Thinking Outside the Box With an AI-Enabled Network
Artificial intelligence is rapidly changing the tech landscape as we know it.
“I’ve never seen a technology this powerful that’s moving as fast or is as cool,” says David Meyer, chairman of the board for OpenDaylight, a collaborative project with The Linux Foundation.
And while practical application of AI technologies at scale remain the province of big thinkers and tech disrupters, Enterprise Networking Planet notes that IT departments will empower the AI-enabled network. What does the enterprise network of the future look like in practice, and what’s the long-term business impact of thinking outside the box?
Parsing the Terms
AI is often conflated with other key concepts like machine learning and neural networks. While related, machine learning refers to the ability of computer systems to do something they weren’t originally programmed to do. Meanwhile, neural networks are digital networks modeled after the human brain in an attempt to replicate its efficiency.

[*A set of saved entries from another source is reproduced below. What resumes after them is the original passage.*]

PR #160, opened 2026-05-01
fix(hl2): N2ADR per-MAC persistence + signed S-ATT spinbox range

### LINKED ISSUE #105: Step attenuator range incorrect for Hermes Lite 2
### Bug Description

The step attenuator is currently showing 0-31 for HL2 instead of the 0-60 range you mentioned.  Generally I believe this is shown as -12 to 48 for HL2 but I doubt that really matters.  There is no slider widget but when double clicked numeric values show the level and do affect the gain level when adjusted.

### Steps to Reproduce

1. Double click on step attenuator control and scroll with mouse wheel to see range move from 0 -31.

### Radio Model & Protocol

Hermes Lite 2

### Radio Firmware Version

74

### NereusSDR Version

0.2.1

### Operating System

Linux (Ubuntu/Debian)

### Relevant Logs

```text

```

boydsoftprez:
## Summary
Two HL2 bench-caught bugs running on a Hermes Lite 2 (hermes-filter-debug branch).

- **Bug 1 — S-ATT spinbox clamped at 0** despite HL2's signed `-28..+32` range
  advertised in `BoardCapabilities` (mi0bot `setup.cs:16085-16086 [v2.10.3.13-beta2]`).
  Three call-sites now propagate the board's signed range end-to-end:
  `RxApplet::setBoardCapabilities` re-ranges `m_stepAttSpin` from caps on every
  `currentRadioChanged` (was: only antenna-button visibility);
  `GeneralOptionsPage` uses `m_ctrl->minAttenuation()` (was: hardcoded `0`);
  `RadioModel::connectToRadio` pushes `caps.attenuator.{min,max}Db` into the
  controller on every connect.

- **Bug 2 — N2ADR Filter board enable lost on app restart**, with a destructive
  twist: opening `Setup → HL2 I/O` actively wiped both the persisted setting
  and the OcMatrix. Root cause was a write/read scope mismatch — write went
  to global `"hl2IoBoard/n2adrFilter"`, `HardwarePage::restoreSettings` read
  per-MAC. Empty per-MAC → restore defaulted to `false` → fired
  `onN2adrToggled(false)` → wiped global + OcMatrix every Setup-tab open.
  Fix routes the write through `settingChanged()` → `HardwarePage::wire()` →
  `setHardwareValue(mac, ...)` (the path every other Hardware sub-tab uses).
  `RadioModel::connectToRadio` reads per-MAC. `restoreSettings` is no-op when
  the key is absent. One-shot `AppSettings::migrateLegacyN2adrFilter` (called
  from `main.cpp`) copies any legacy global value into `hardware/<mac>/...` for
  every saved HL2, then deletes the global; non-HL2 saved radios skipped
  (`chkHERCULES` on a non-HERMESLITE radio is Apollo, not N2ADR — mi0bot
  `setup.cs:14369-14412 [@c26a8a4]`).

### Why per-MAC over upstream-faithful global

mi0bot's effective per-radio semantic comes from per-DB-file scoping
(`database.cs:64 [@c26a8a4]`); multi-radio Thetis users swap files via
`ImportDatabase` (`database.cs:11237 [@c26a8a4]`). NereusSDR achieves the
same property via MAC scoping in one settings file — matches every other
HL2 setting (OcMatrix, HL2 Options, Alex, calibration).

### Tests
22 new unit tests, 275/275 ctest green:
- `tst_hl2_n2adr_persistence` (10) — per-MAC round-trip, multi-MAC
  isolation, 5 migration cases, idempotency.
- `tst_hl2_io_board_tab_n2adr` (7) — `onN2adrToggled` emission, matrix
  mutation, **regression guard for the matrix-wipe-on-Setup-open scenario**,
  no-echo on restore.
- `tst_hl2_step_att_range` (5) — controller signed-range round-trip,
  `setAttenuation` honors negative `min`, `RxApplet` caps→spinbox propagation.

Fixes #105.

## Test plan
- [ ] Connect to HL2; RxApplet S-ATT spinbox scrolls down to `-28 dB` (was 0).
- [ ] Setup → General → Options → Step Attenuator: RX1/RX2 spinboxes accept
      `-28..+32` (was `0..31`).
- [ ] Setup → HL2 I/O → enable N2ADR Filter → quit (Cmd+Q) → relaunch +
      reconnect: checkbox stays ticked, OcMatrix populated.
- [ ] Toggle off → quit → relaunch: comes back unchecked. (Round-trip both
      directions.)
- [ ] Existing HL2 radio with legacy global key gets migrated on first launch
      (verify in `~/.config/NereusSDR/NereusSDR.settings`).

### DIFF
--- a/CHANGELOG.md
+++ b/CHANGELOG.md
@@ -251,6 +251,65 @@ and the chrome layer that surrounds it.
   Verification matrix at
   [`docs/architecture/phase3m-3a-ii-followup-parametriceq-verification/README.md`](docs/architecture/phase3m-3a-ii-followup-parametriceq-verification/README.md).
 
+### Fixed (hermes-filter-debug — HL2 N2ADR + S-ATT bench bugs)
+
+Two HL2 bugs JJ caught while running on a Hermes Lite 2 the day after
+the 3Q chrome layer landed. Both were silent (no warnings, no logs);
+each had a non-obvious root cause that took source-first digging
+through mi0bot to settle.
+
+- **HL2 step-attenuator UI clamped at 0 dB despite the signed
+  `-28..+32` range advertised in `BoardCapabilities`.** The
+  `StepAttenuatorController` clamp at `setAttenuation` was correct,
+  but three UI sites never received the negative bound:
+  `RxApplet::setBoardCapabilities` only updated antenna-button
+  visibility (not the spinbox range); `GeneralOptionsPage` re-ranged
+  the RX1 / RX2 spinboxes from `m_ctrl->maxAttenuation()` but
+  hardcoded `0` for the minimum; `RadioModel::connectToRadio` never
+  pushed the connected board's `attenuator.{minDb, maxDb}` into the
+  controller. Fix wires all three so HL2 sees `-28..+32`
+  (mi0bot `setup.cs:16085-16086 [v2.10.3.13-beta2]`) end-to-end on
+  every connect; legacy `0..31` boards unaffected.
+
+- **N2ADR Filter board enable lost on app restart — and the Setup
+  tab actively destroyed the persisted state.** Write side
+  (`Hl2IoBoardTab::onN2adrToggled`) wrote to global
+  `"hl2IoBoard/n2adrFilter"`; `HardwarePage::restoreSettings` read
+  per-MAC `hardware/<mac>/hl2IoBoard/n2adrFilter`. Per-MAC was always
+  empty, so restore defaulted `checked = false`, then unconditionally
+  fired `onN2adrToggled(false)` — wiping the global key AND the
+  OcMatrix every time the user opened Setup → HL2 I/O. Fix routes
+  the write through `settingChanged()` → `HardwarePage::wire()` →
+  `setHardwareValue(mac, ...)` (the path every other Hardware sub-tab
+  uses). `RadioModel::connectToRadio` reads per-MAC.
+  `restoreSettings` is no-op when the key is absent (a missing key
+  means "no explicit user intent yet" — leave the matrix alone).
+  One-shot migration `AppSettings::migrateLegacyN2adrFilter`
+  (called from `main.cpp`) copies any pre-existing global value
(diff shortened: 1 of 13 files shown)


boydsoftprez:
Thanks @chatgpt-codex-connector — both flags addressed in `5d6f254` (now `4c4fdaa` after a rebase onto main for #159's parametric-EQ landing).

**P1 — Preserve legacy N2ADR key when no HL2 targets migrate** ✅
`migrateLegacyN2adrFilter` now tracks an `hl2Count` separate from `migratedCount` and only deletes the legacy global once at least one HL2 saved radio has been seen during the sweep. Users who enabled N2ADR via the legacy code path before saving any HL2 (or with only a manual-IP entry whose `boardType` is still `Unknown` until first probe) keep the global; a future migration run on the next launch picks it up after the user probes their HL2 and a real `boardType` is recorded.

3 new tests in `tst_hl2_n2adr_persistence`:
- `migrationPreservesGlobalWhenNoHl2Saved` — non-HL2 saved radio only → global retained.
- `migrationPreservesGlobalForUnknownBoardManualEntry` — synthetic `manual-<ip>-<port>` entry with `boardType = Unknown` → global retained.
- `migrationOnNextLaunchPicksUpPreservedGlobal` — first run preserves, user adds HL2, second run completes the migration.

**P2 — Reset N2ADR checkbox state when the key is absent** ✅
`restoreSettings` now sets `m_n2adrFilter` to false on the missing-key path (mirrors the documented default) before returning early. The matrix-non-wipe guard is preserved — `RadioModel::connectToRadio` has already reconciled the matrix to the per-MAC value before this hook runs, so we touch only the checkbox here.

1 new test in `tst_hl2_io_board_tab_n2adr`:
- `restoreSettings_with_missing_key_resets_checkbox_to_false` — pre-set checkbox to checked, restore with empty settings → checkbox unchecked.

Full ctest **283 / 283 green**. New test seam `Hl2IoBoardTab::n2adrCheckboxStateForTest()` / `setN2adrCheckboxStateForTest()` for the P2 verification.

J.J. Boyd ~ KG4VCF

PR #188, opened 2026-05-05
fix(hl2): A-ATT label, N2ADR default-True, dead-checkbox cleanup (#174)

### LINKED ISSUE #174: Auto Step Attenuator on HL2 needs checking
### Bug Description

I noticed when toggling the Auto Step Attenuator on for the HL2, that I can still adjust the step attenuator manually.  For comparison, and a possible improvement, when the Auto Step Attenuator is toggled on, then in the UI, change the step attenuator to show 'A-ATT' instead of staying on the 'S-ATT'.  

https://drive.google.com/file/d/12fHyCvqrkefe42--vR8HYerXTcG3pH5Y/view?usp=drive_link

[nereussdr-20260503-201249.log](https://github.com/user-attachments/files/27328239/nereussdr-20260503-201249.log)

### Steps to Reproduce

1. Open File - Settings
2. Open Options 
3. Toggle on the Enable in the Auto Attenuate RX1 section of the menu dialog 
4. Notice that it doesn't appear to be working with the Step Attenuator displaying 'S-ATT'
5. Also notice the user can adjust the step attenuator despite the fact it is supposed to be in auto attenuate mode  

### Radio Model & Protocol

HL2

### Radio Firmware Version

74

### NereusSDR Version

3.1

### Operating System

Windows 11

### Relevant Logs

```text

```

boydsoftprez:
## Summary
- `S-ATT` to `A-ATT` label flip when auto-attenuate is on, on every radio. Inspired by mi0bot-Thetis `console.cs:21342-21365 [v2.10.3.13-beta2]` (HL2-only there); widened because NereusSDR's `StepAttenuatorController` exposes auto-att on every board.
- N2ADR filter default flipped from `False` to `True` for HL2 boards. Strict port from mi0bot-Thetis `setup.designer.cs:17466-17467 [v2.10.3.13-beta2]` (`chkHERCULES.Checked = true`).
- `OcOutputsHfTab` "N2ADR Filter (HERCULES)" checkbox removed (was a dead writer with no consumer). Replaced with a discoverability hint pointing HL2 users to the real control on Hardware → HL2 I/O Board.

Closes #174.

## Why
- Issue #174 (HL2, firmware 74): toggling Setup → General → Options → "Auto Attenuate RX1 Enable" produced no observable change. The `setAutoAttEnabled` setter emitted no signal, so no label feedback was possible. The reporter's request to swap `S-ATT` for `A-ATT` is in fact mi0bot's exact HL2 convention.
- mi0bot ships with the N2ADR checkbox checked by default. NereusSDR was the outlier shipping it off, generating recurring "N2ADR is broken" reports from users who plugged in the board and didn't know the Setup checkbox needed flipping.
- The `OcOutputsHfTab` "N2ADR Filter (HERCULES)" checkbox was a misleading second surface that wrote to a key nothing read. Users were toggling it and concluding the feature was broken.

## What's wired
- `StepAttenuatorController::autoAttEnabledChanged(bool)` signal added with duplicate-suppression guard.
- `RxApplet::refreshAttLabel` helper considers `(stepOn, autoOn)`. On step-att mode + auto on: `A-ATT`. Step-att mode + auto off: `S-ATT`. Preamp mode: `ATT` regardless of auto state.
- `RadioModel.cpp:1255-1262` and `Hl2IoBoardTab.cpp:1038-1049`: both default to True when the per-MAC `hl2IoBoard/n2adrFilter` key is absent. Existing users who wrote a value keep it.
- `AppSettings::removeOrphanOcN2adrFilter` runs once at startup from `main.cpp` to clean up the dead key.

## Test plan
- [x] Full `ctest` 327/327 green locally on macOS (Apple Silicon).
- [x] New: `tst_rxapplet_a_att_label` (9 cases) verifies the truth table on HL2, Hermes, OrionMKII auto-on, step-off, live toggling, and the new signal contract.
- [x] New: `tst_oc_outputs_hf_no_n2adr_writer` (4 cases) tombstone for the orphan key plus regression guard against a re-introduced dead checkbox.
- [x] Updated: `tst_hl2_io_board_tab_n2adr::restoreSettings_with_missing_key_resets_checkbox_to_default_true` flips the Codex P2 invariant.
- [x] App launches cleanly from a fresh build; `OcOutputsHfTab` shows the new italic hint in place of the dead checkbox.
- [ ] Bench verification on HL2 (firmware 74) and ANAN-G2: confirm `S-ATT` to `A-ATT` flip on auto-attenuate toggle on each board, confirm fresh HL2 default has N2ADR engaged out of the box, confirm legacy users with explicit False keep their setting.

## Risk / silent-flip note
Existing HL2 users who never opened the HL2 I/O Board tab will silently flip from N2ADR off to N2ADR on at next launch. Anyone using HL2 OC pins for non-N2ADR purposes (rare custom external switching) would notice band-correlated pin changes and can toggle the checkbox off. This matches mi0bot's "shipped checked" default.

## Out of scope (filed for follow-up)
- ADC overload badge sensitivity: NereusSDR's 100 ms tick is 4x faster than Thetis's ~400 ms, so the badge fires more eagerly under the same RF conditions. Bench-cross-check against Thetis confirmed this is a NereusSDR-specific divergence. Will be addressed in a follow-up issue with proper bench tuning.
- Auto-att advance algorithm alignment: NereusSDR Classic mode uses severity-scaled bump (`level` 0-5); mi0bot HL2 uses fixed +3 dB. Different feel. Worth aligning but needs bench session.
- OC tab consolidation: N2ADR enable on HL2 I/O Board tab silently mutates the OcMatrix shown on OC Outputs HF/SWL sub-tabs. Three-tab cross-dependency is confusing. Worth a separate consolidation PR.

J.J. Boyd ~ KG4VCF


boydsoftprez (commented):
Automated code review found one issue to address before merging.

src/models/RadioModel.cpp
```diff
@@ -1255,10 +1255,18 @@ void RadioModel::connectToRadio(const RadioInfo& info)
...
+        //   this.chkHERCULES.Checked = true;
+        //   this.chkHERCULES.CheckState = CheckState.Checked;
+        // Users plug in the N2ADR filter board and expect it to "just work"
+        // out of the box; the previous False default forced manual opt-in
+        // and was a recurring support burden.
         const QString n2adrKey = QStringLiteral("hl2IoBoard/n2adrFilter");
         const bool n2adrOn = AppSettings::instance()
                                  .hardwareValue(info.macAddress, n2adrKey,
-                                                QStringLiteral("False"))
+                                                QStringLiteral("True"))
```
boydsoftprez: This default flip is currently applied for every connected radio with a MAC, not just HL2. The block is outside any `info.boardType == HermesLite` / `caps.hasIoBoardHl2` guard, and `applyN2adrPreset()` clears and repopulates the shared OC matrix, so a fresh Hermes/Orion/G2 with no `hl2IoBoard/n2adrFilter` key would get the N2ADR pin pattern persisted on connect. Please scope the `True` default and preset reconcile to HL2, or keep the previous `False` default for non-HL2 boards.

boydsoftprez: Fixed in `b6f3d7d`. Wrapped the n2adrKey read + applyN2adrPreset + matrix.save block in `if (boardCapabilities().hasIoBoardHl2) { ... }`. Confirmed the underlying issue is worse than just the new default: applyN2adrPreset unconditionally wipes the entire OC matrix at N2adrPreset.cpp:73-78 before conditionally repopulating, so the previous False default was already destroying any user-configured non-HL2 OC pin patterns on every connect. The gate fix closes both. Targeted ctest 6/6 still green.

According to Machine Design, AI is “usually defined as the science of making computers do things that require intelligence when done by humans.” AI networks amalgamate these ideas by offering an intelligent system that operates similarly to the human brain and is capable of learning new skills.
The Evolution of AI
As noted by New Scientist, U.K. AI firm DeepMind is looking to improve AI’s ability to evaluate the properties of one object — such as size, shape or color — compared to others around it. Already, the team has achieved 95.5 percent success in these relational challenges, which is slightly better than humans. And according to DigiTimes, tech companies are now beginning to integrate basic AI features with Internet of Things (IoT) and mobile devices to create cognitive manufacturing and end-to-end agile IoT manufacturing platforms.
Simply put, interest in AI is paying dividends, but a true imitation of the human mind — let alone an improvement on it — isn’t possible just yet.
So, what does the future look like? According to Enterprise Networking Planet, there are three critical features that compose an AI-enabled network:
- Cloud Architecture: AI networks will use the cloud to easily connect with multiple end points, manage robots and learn more about its operating environment to drive efficiency.
- Massive Data Storage: These networks must store incoming data that’s relevant to organizational goals and effectively use this data to learn more about its operational role.
- High Processing Speed: Already, supercomputers such as IBM’s Watson are able to read 200 million pages of literature in mere seconds. Advanced AI networks need to collect and process information even more quickly to empower real-time decision-making — especially as these networks move into areas that involve human behavior.
Ideally, IT systems will become both self-learning and self-maintaining, able to deliver both better actionable insight and improve overall functioning to excel at their tasks. While the future hasn’t arrived quite yet, a ready-made market and significant tech investment are paving the way for the rise of an AI-enabled network.